Thank you for helping me


----------



## TeaJessie

Hi,

미워하다 is the one that's most used in speech.


----------



## CharlesLee

Both of them are able to be spoken in Korean.


----------



## tkgeek

Hmm, though doesn't 미워하다 have a less strong meaning of 'hate' than in English?

A long time ago I got quite upset when a female friend of mine said 미워. In the end she explained it was sounds playful in Korean.


----------



## CharlesLee

tkgeek said:


> Hmm, though doesn't 미워하다 have a less strong meaning of 'hate' than in English?
> 
> A long time ago I got quite upset when a female friend of mine said 미워. In the end she explained it was sounds playful in Korean.




*'Got upset or mad at somebody'* have a less strong degree than hate in English.

It could be written in Korean as "*화나다*", and in the above case said *"미워" in Korean as always have no intense sense at all*.

So, it should be the very least intense sense in Korean, almost equal to 'Got mad or upset at somebody',

for example, "I don't like the way you have done" = 미워, and I would speak or translate in English as " You're so mean, or don't be so nasty or mean."

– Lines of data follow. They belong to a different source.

PR #2455, opened 2022-07-12
fix: Incorrect unique index key when table is not intHandle & Duplicate values for unique indexes

### LINKED ISSUE #2391: [BUG] incorrect uniqueIndex key when table is not intHandle
It's a mirror bug, you can see https://github.com/tidb-incubator/TiBigData/issues/214.
TiBigData and TiSpark have the same code in logic of generating uniqueIndex key.

### LINKED ISSUE #2452: [BUG] Duplicate values for unique indexes
**Describe the bug**

When we insert two values with duplicate unique indexes but non-duplicate primary keys, both data are stored in TiDB.
**What did you do**

```scala
    tidbStmt.execute("drop table if exists t")
    tidbStmt.execute(
      """
        |CREATE TABLE `t` (
        |  `id` bigint(20),
        |  `name` varchar(20) primary key clustered,
        |  `age` int(11) null default null,
        |   unique index(id)
        |) ENGINE=InnoDB DEFAULT CHARSET=utf8 COLLATE=utf8_bin
      """.stripMargin)
    val schema = StructType(List(
      StructField("id", IntegerType, nullable = true),
      StructField("name", StringType, nullable = false),
      StructField("age", IntegerType, nullable = true),
    ))
    val tidbOptions: Map[String, String] = Map(
      "tidb.addr" -> "127.0.0.1",
      "tidb.password" -> "",
      "tidb.port" -> "4000",
      "tidb.user" -> "root",
      "replace" -> "true",
    )
    val rdd1 = sc.parallelize(Seq(
      Row(1, "1", 0),
    ))
    val row1 = sqlContext.createDataFrame(rdd1, schema)
    row1.write.format("tidb").
      option("database", "tispark_test").
      option("table", "t").
      options(tidbOptions).
      mode("append").
      save()
    val rdd2 = sc.parallelize(Seq(
      Row(1, "2", 0),
    ))
    val row2 = sqlContext.createDataFrame(rdd2, schema)
    row2.write.format("tidb").
      option("database", "tispark_test").
      option("table", "t").
      options(tidbOptions).
      mode("append").
      save()
```
**What do you expect**

image
I expect only one row in tidb.
**What happens instead**

image
There two rows in tidb.
** Version **
TiSpark: master

qidi1:

* close #2452
* close #2391
* Incorrect unique index key when the table is not intHandle
  
  * Why does this problem occur

    In TiDB, if there are null values in two unique indexes, then these two unique indexes are not conflicting.
    In order to achieve the purpose of no conflict, TiDB encodes the rows with null in the unique index by adding the clustered index or RowID to the key of the unique index.
    But in TiSpark, when the clustered index is not Integer type, the clustered index will not be added after the encoded key. This leads to a conflict in TiSpark when inserting two rows with null values in the unique index when the clustered index is not of Integer type
  
  * How do we solve this problem
  
    The original logic only adds handle to Rowley when any col in the unique index is if the handle is of type int. It is now added in all cases.
    The original code:
  
      ```java
          if (handle.isInt()) {
            // set appendHandle=true when any col in the unique index is null.
             ....
          }
         ...
          }
          if (appendHandle) {
            Key key = TypedKey.toTypedKey(handle, IntegerType.BIGINT);
            keys[keys.length - 1] = key;
          }
      ```

      The changed code:

      ```java
          // set appendHandle=true when any col in the unique index is null
           ....
          if (appendHandle) {
            Key key = TypedKey.toRawKey(handle.encodedAsKey());
            keys[keys.length - 1] = key;
          }
      ```
  
* Duplicate values for unique indexes

  * Why does this problem occur

    This problem is caused by the fact that When we insert data, we can't decode the Handle out of a row with a unique index conflict.
    For example:

    First, let's assume that the unique index data in TIKV is {1: “1”} and the cluster key data is {"1":1,“1“,0}.
    Now we use TiSpark to insert a row of data {1,“2”,0} to TiDB.

    1. determine whether there is a conflicting row, request the row with unique index data of 1 from TiKV and return the value as {1, "1"}, request the row with cluster index key of "2" from TiKV and return null.

    2. resolve the cluster index key value from the conflicting row {1: "1"} and delete the row corresponding to the primary key. However, due to the error of decode function, we can't resolve the correct cluster index key, so we can't delete the row corresponding to the cluster index key,.

    3. We insert the unique index data {1:"2"} and the primary key data {"2":1,“2”,0} into TiKV.

    At this time, the unique index data in TiKV is {1:"2"} and the primary key data is {"1":1,“1”,0} and {"2":1,"2",0}. Two unique indexes of the same data appear in the database.

  * How we solve this problem
    
    The index value layout is like that.

    ```text
       // Value layout:
       //		+-- IndexValueVersion0  (with restore data, or common handle, or index is global)
       //		|
       //		|  Layout: TailLen | Options      | Padding      | [IntHandle] | [UntouchedFlag]
       //		|  Length:   1     | len(options) | len(padding) |    8        |     1
       //		|
       //		|  TailLen:       len(padding) + len(IntHandle) + len(UntouchedFlag)
       //		|  Options:       Encode some value for new features, such as common handle, new collations or global index.
       //		|                 See below for more information.
       //		|  Padding:       Ensure length of value always >= 10. (or >= 11 if UntouchedFlag exists.)
       //		|  IntHandle:     Only exists when table use int handles and index is unique.
       //		|  UntouchedFlag: Only exists when index is untouched.
       //		|
       //		+-- Old Encoding (without restore data, integer handle, local)
       //		|
       //		|  Layout: [Handle] | [UntouchedFlag]
       //		|  Length:   8      |     1
       //		|
       //		|  Handle:        Only exists in unique index.
       //		|  UntouchedFlag: Only exists when index is untouched.
       //		|
       //		|  If neither Handle nor UntouchedFlag exists, value will be one single byte '0' (i.e. []byte{'0'}).
       //		|  Length of value <= 9, use to distinguish from the new encoding.
       // 		|
       //		+-- IndexValueForClusteredIndexVersion1
       //		|
       //		|  Layout: TailLen |    VersionFlag  |    Version     ｜ Options      |   [UntouchedFlag]
       //		|  Length:   1     |        1        |      1         |  len(options) |         1
       //		|
       //		|  TailLen:       len(UntouchedFlag)
       //		|  Options:       Encode some value for new features, such as common handle, new collations or global index.
       //		|                 See below for more information.
       //		|  UntouchedFlag: Only exists when index is untouched.
       //		|
       //		|  Layout of Options:
       //		|
       //		|     Segment:             Common Handle                 |     Global Index      |   New Collation
       // 		|     Layout:  CHandle flag | CHandle Len | CHandle      | PidFlag | PartitionID |    restoreData
       //		|     Length:     1         | 2           | len(CHandle) |    1    |    8        |   len(restoreData)
       //		|
    ```
    
    When the clustered index is not int type, the original decodeHandle cannot decode the value of unqiue index correctly, so we added a new decode method `decodeIndexValueForClusteredIndexVersion1`.The new decode code is same as [TiDB](https://github.com/pingcap/tidb/blob/master/tablecodec/tablecodec.go#L937:~:text=value%29%2C%20nil-,%7D,-//%20decodeIntHandleInIndexValue%20uses%20to)
    
    The logic for decoding is shown in the flowchart
    
    ```mermaid
     graph TD
          A[decodeHandleInUniqueIndexValue] --> B{isCommHandle}
          B -->|Yes| C{getIndexVersion}
          C-->|1|D[decode<br/>commonHandle version1]
            C-->|0|F[decode commmonHandle <br/>version0 new encoding]
          B --No-->E{encodeData <br/>length < 9}
          E --Yes--> G[decode version0<br/> old encoding]
          E --No--> H[decode version0<br/> new encoding]
    ```

### Check List 

Tests 

 - Unit test
 - Integration test

Side effects


tikv-client/src/test/java/com/pingcap/tikv/key/IndexKeyTest.java
```diff
@@ -48,6 +58,87 @@ public void createTest() {
     }
   }
 
+  @Test
+  public void encodeIndexDataValuesTest() {
+    TiColumnInfo col1 = new TiColumnInfo(1, "a", 0, IntegerType.INT, false);
+    TiColumnInfo col2 = new TiColumnInfo(1, "a", 1, StringType.VARCHAR, true);
```
shiyuhang0, line 64: use different id in new TiColumnInfo()

tikv-client/src/test/java/com/pingcap/tikv/key/IndexKeyTest.java
```diff
@@ -48,6 +58,87 @@ public void createTest() {
...
+          },
+          new Key[] {TypedKey.toTypedKey("2", StringType.VARCHAR)},
+        };
+    indexColumns2.add(index2);
+    for (int i = 0; i < testRows2.length; i++) {
+      Row row = ObjectRowImpl.create(testRows2[i]);
+      Handle handle = new IntHandle((Integer) row.get(0, IntegerType.BIGINT));
+      IndexKey.EncodeIndexDataResult result =
+          IndexKey.encodeIndexDataValues(row, indexColumns2, handle, true, tableInfo);
+      assertArrayEquals(expectations2[i], result.keys);
```
shiyuhang0, line 138: we need not alter tableInfo's pkHandle to true?

shiyuhang0:
does delete logical need be changed too, for it will decodeHandle When not pkhandle

shiyuhang0:
check if the upstream tikv-client-java need to be fixed

core/src/main/scala/com/pingcap/tispark/write/TiBatchWriteTable.scala
```diff
@@ -215,103 +215,73 @@ class TiBatchWriteTable(
...
+          .count()) {
+        throw new TiBatchWriteException("duplicate unique key or primary key")
+      }
+      distinctWrappedRowRdd
+    } else {
+      val rowIDAllocator = getRowIDAllocator(count)
+      tiRowRdd.zipWithIndex.map { row =>
+        val index = row._2 + 1
+        val rowId = rowIDAllocator.getShardRowId(index)
+        WrappedRow(row._1, new IntHandle(rowId))
```
shiyuhang0, line 233: I think we need to do deduplicate when uniqueIndices.nonEmpty here since you just judge `if (isCommonHandle || tiTableInfo.isPkHandle)`

core/src/main/scala/com/pingcap/tispark/write/TiBatchWriteTable.scala
```diff
@@ -482,94 +455,72 @@ class TiBatchWriteTable(
...
+              val oldRow = TableCodec.decodeRow(oldValue, oldHandle, tiTableInfo)
+              rowBuf += WrappedRow(oldRow, oldHandle)
             }
           }
         }
 
         def processNextBatch(): Unit = {
           rowBuf = mutable.ListBuffer.empty[WrappedRow]
-
+          val mayConflictRowKeys = mutable.Set.empty[Array[Byte]]
```
shiyuhang0, line 489: why need mayConflictRowKeys, and not just use rowBuf?

qidi1: > check if the upstream tikv-client-java need to be fixed

OK,I will check

qidi1:
> check if the upstream tikv-client-java need to be fixed

OK, I will check.

core/src/main/scala/com/pingcap/tispark/write/TiBatchWriteTable.scala
qidi1: > why need mayConflictRowKeys, and not just use rowBuf?

There are two reasons here.
1. the primary keys of inserted rows are not necessarily conflicting, we only know which columns are really conflicting after we send all the primary keys that may conflict to TiKV and get the returned results from TiKV.
2. the primary keys of the columns with conflicting unique indexes may be the same as the primary keys in the inserted columns, which are stored using Set variables for de-duplication.

tikv-client/src/test/java/com/pingcap/tikv/key/IndexKeyTest.java
qidi1: > we need not alter tableInfo's pkHandle to true?

we need. I changed

tikv-client/src/test/java/com/pingcap/tikv/key/IndexKeyTest.java
qidi1: > use different id in new TiColumnInfo()

changed

core/src/main/scala/com/pingcap/tispark/write/TiBatchWriteTable.scala
qidi1: > I think we need to do deduplicate when uniqueIndices.nonEmpty here since you just judge `if (isCommonHandle || tiTableInfo.isPkHandle)`

changed

qidi1:
> does delete logical need be changed too, for it will decodeHandle When not pkhandle

I has checked delete code, It will not has the problem.

core/src/main/scala/com/pingcap/tispark/write/TiBatchWriteTable.scala
```diff
@@ -215,103 +215,73 @@ class TiBatchWriteTable(
     // check value not null
     checkValueNotNull(tiRowRdd)
 
+    val wrappedRowRdd: RDD[WrappedRow] = if (isCommonHandle || tiTableInfo.isPkHandle) {
```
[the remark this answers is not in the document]
qidi1: add some annotations,ptal

tikv-client/src/main/java/com/pingcap/tikv/key/IndexKey.java
```diff
@@ -42,54 +43,51 @@ private IndexKey(long tableId, long indexId, Key[] dataKeys) {
...
-  public static EncodeIndexDataResult encodeIndexDataValues(
-      Row row,
-      List<TiIndexColumn> indexColumns,
-      Handle handle,
-      boolean appendHandleIfContainsNull,
-      TiTableInfo tableInfo) {
+  public static EncodeIndexDataResult genIndexKey(
+      long physicalID, Row row, TiIndexInfo indexInfo, Handle handle, TiTableInfo tableInfo) {
     // when appendHandleIfContainsNull is true, append handle column if any of the index column is
     // NULL
```
shiyuhang0, line 62: your logical has changed, the code annotation needs be changed too

tikv-client/src/main/java/com/pingcap/tikv/codec/TableCodec.java
```diff
@@ -85,4 +119,57 @@ private static void encodeCommonHandle(CodecDataOutput cdo, Handle handle) {
...
+  //    }
+  //    if (value.length > 0 && value[0] == PartitionIDFlag) {
+  //      segments.partitionID = Arrays.copyOfRange(value, 1, 9);
+  //      value = Arrays.copyOfRange(value, 9, value.length);
+  //    }
+  //    if (value.length > 0 && value[0] == RestoreDataFlag) {
+  //      segments.restoredValues = value;
+  //    }
+  //    return segments;
+  //  }
```
shiyuhang0, line 148: delete it if it is useless

tikv-client/src/main/java/com/pingcap/tikv/key/IndexKey.java
```diff
@@ -42,54 +43,51 @@ private IndexKey(long tableId, long indexId, Key[] dataKeys) {
...
-    boolean appendHandle = false;
```
shiyuhang0, line 66: why do you want to change appendHandle to distinct?
and if you changed the name, you need to change the place where you use it. such as https://github.com/pingcap/tispark/blob/6b6ac15859515145c16cfefedb5d2ac5e7ca8f01/core/src/main/scala/com/pingcap/tispark/utils/WriteUtil.scala#L238

core/src/main/scala/com/pingcap/tispark/utils/WriteUtil.scala
```diff
@@ -225,37 +225,30 @@ object WriteUtil {
...
+    val encodeResult =
+      IndexKey.genIndexKey(locatePhysicalTable(row, tiTableInfo), row, index, handle, tiTableInfo)
     val value = if (remove) {
       new Array[Byte](0)
     } else {
-      if (encodeResult.appendHandle) {
-        val value = new Array[Byte](1)
-        value(0) = '0'
-        value
+      if (!handle.isInt) {
```
shiyuhang0, line 234: can you add some explanation for your changed logic.
for example: when appendHandle is true and handle.isInt is false, the logic is diffierent.

tikv-client/src/main/java/com/pingcap/tikv/codec/TableCodec.java
```diff
@@ -66,15 +83,32 @@ public static Handle decodeHandle(byte[] value, boolean isCommonHandle) {
...
+      TiIndexInfo index, Handle handle, boolean distinct) {
     CodecDataOutput cdo = new CodecDataOutput();
     cdo.writeByte(0);
     cdo.writeByte(IndexVersionFlag);
     cdo.writeByte(1);
 
     assert (index.isUnique());
-    encodeCommonHandle(cdo, handle);
-
+    if (distinct) {
```
shiyuhang0, line 109: why judge it

core/src/main/scala/com/pingcap/tispark/utils/WriteUtil.scala
qidi1: I add some explain here.

tikv-client/src/main/java/com/pingcap/tikv/codec/TableCodec.java
qidi1: because only the distinct index key needs handle values in the index value.

qidi1: > why judge it

because only the distinct index key needs handle values in the index value.

tikv-client/src/main/java/com/pingcap/tikv/key/IndexKey.java
qidi1: > why do you want to change appendHandle to distinct? and if you changed the name, you need to change the place where you use it. such as
> 
> https://github.com/pingcap/tispark/blob/6b6ac15859515145c16cfefedb5d2ac5e7ca8f01/core/src/main/scala/com/pingcap/tispark/utils/WriteUtil.scala#L238

I renamed here

tikv-client/src/main/java/com/pingcap/tikv/codec/TableCodec.java
qidi1: > delete it if it is useless

Done

tikv-client/src/main/java/com/pingcap/tikv/key/IndexKey.java
qidi1: > your logical has changed, the code annotation needs be changed too

changed the annotation

core/src/main/scala/com/pingcap/tispark/utils/WriteUtil.scala
```diff
@@ -228,98 +228,42 @@ object WriteUtil {
...
+      remove)
   }
 
   /**
    * construct unique index and non-unique index and value to be inserted into TiKV
    * NOTE:
-   * pk is not handle case is equivalent to unique index.
-   * for non-unique index, handle will be encoded as part of index key. In contrast, unique
-   * index encoded handle to value.
+   *      pk is not handle case is equivalent to unique index.
```
xuanyu66, line 247: Plz change the comment related to code change

core/src/main/scala/com/pingcap/tispark/write/TiBatchWriteTable.scala
```diff
@@ -475,94 +455,80 @@ class TiBatchWriteTable(
...
             batch: List[WrappedRow],
-            index: TiIndexInfo): (util.List[Array[Byte]], util.List[TiRow]) = {
+            index: TiIndexInfo): util.List[Array[Byte]] = {
           val keyList = new util.ArrayList[Array[Byte]]()
-          val rowList = new util.ArrayList[TiRow]()
           batch.foreach { wrappedRow =>
             val encodeResult = buildUniqueIndexKey(wrappedRow.row, wrappedRow.handle, index)
-            if (!encodeResult._2) {
+            if (encodeResult._2) {
               // only add the key if handle is not appended, since if handle is appened,
```
xuanyu66, line 465: Change the comment

tikv-client/src/main/java/com/pingcap/tikv/codec/TableCodec.java
```diff
@@ -65,16 +83,49 @@ public static Handle decodeHandle(byte[] value, boolean isCommonHandle) {
...
+    }
+    int handleLen = ((int) value[2]) << 8 + value[3];
+    byte[] encode = Arrays.copyOfRange(value, 4, handleLen + 4);
+    return new CommonHandle(encode);
+  }
+
+  public static byte[] genIndexValue(Handle handle, boolean distinct) {
+    if (!handle.isInt()) {
+      // TODO
+      //  We need to implement the encoding of the index value version 0 when handle is not int.
```
xuanyu66, line 108: Why todo

xuanyu66 (approved):

core/src/main/scala/com/pingcap/tispark/write/TiBatchWriteTable.scala
qidi1: > Change the comment

changed

tikv-client/src/main/java/com/pingcap/tikv/codec/TableCodec.java
qidi1: > Why todo

support version0 encode now.

core/src/main/scala/com/pingcap/tispark/utils/WriteUtil.scala
qidi1: > Plz change the comment related to code change

The logic of this part code is not changed. The comment is no need to change.

xuanyu66 (approved):

shiyuhang0 (approved):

so, if necessary, I have to translate in English properly, I would never use 'hate verb' in that case but prob go for dislike verb.

When you usually  hate, or detest  somebody in Korean, one tends to say as in " 나는 someone이 싫어, or 증오해 *not 미워*."

미워 implies you're more likely to talk to the person without severe sense and only relates

to the past action someone justnow did, or words said.

So usually said between family and friends, for example, "엄마, 미워!"

expressing one's emotion or feeling at the moment, got mad or upset at one's own mama.

Be sure less than got mad or upset sometimes but from time to time equal to got upset.


----------



## Hoonk

혐오하다 is quite strong to use. I'd use it like 나는 바퀴벌레를 혐오해. (=정말 화날 정도로 싫어)

미워하다.. can be used as in.. I used to hate my sister. 난 내 여동생을 미워했었어. (a little stronger than 싫어했었어)

But usually, I'd use 싫어하다 instead of 미워하다 or 혐오하다.


----------



## CharlesLee

Hoonk said:


> 혐오하다 is quite strong to use. I'd use it like 나는 바퀴벌레를 혐오해. (=정말 화날 정도로 싫어)
> 
> 미워하다.. can be used as in.. I used to hate my sister. 난 내 여동생을 미워했었어. (a little stronger than 싫어했었어)
> 
> But usually, I'd use 싫어하다 instead of 미워하다 or 혐오하다.



No, you even don't know the extend of the verbal difference between hate and dislike in English, and what is applied to which answer.

혐오하다 is meant to include both 싫어하다 and 미워하다. In addition, talking about people, 싫어하다 is absolutely stronger than 미워하다.

So, please study more Korean despite where you are from.

*tkgeek got it correctly.  *


----------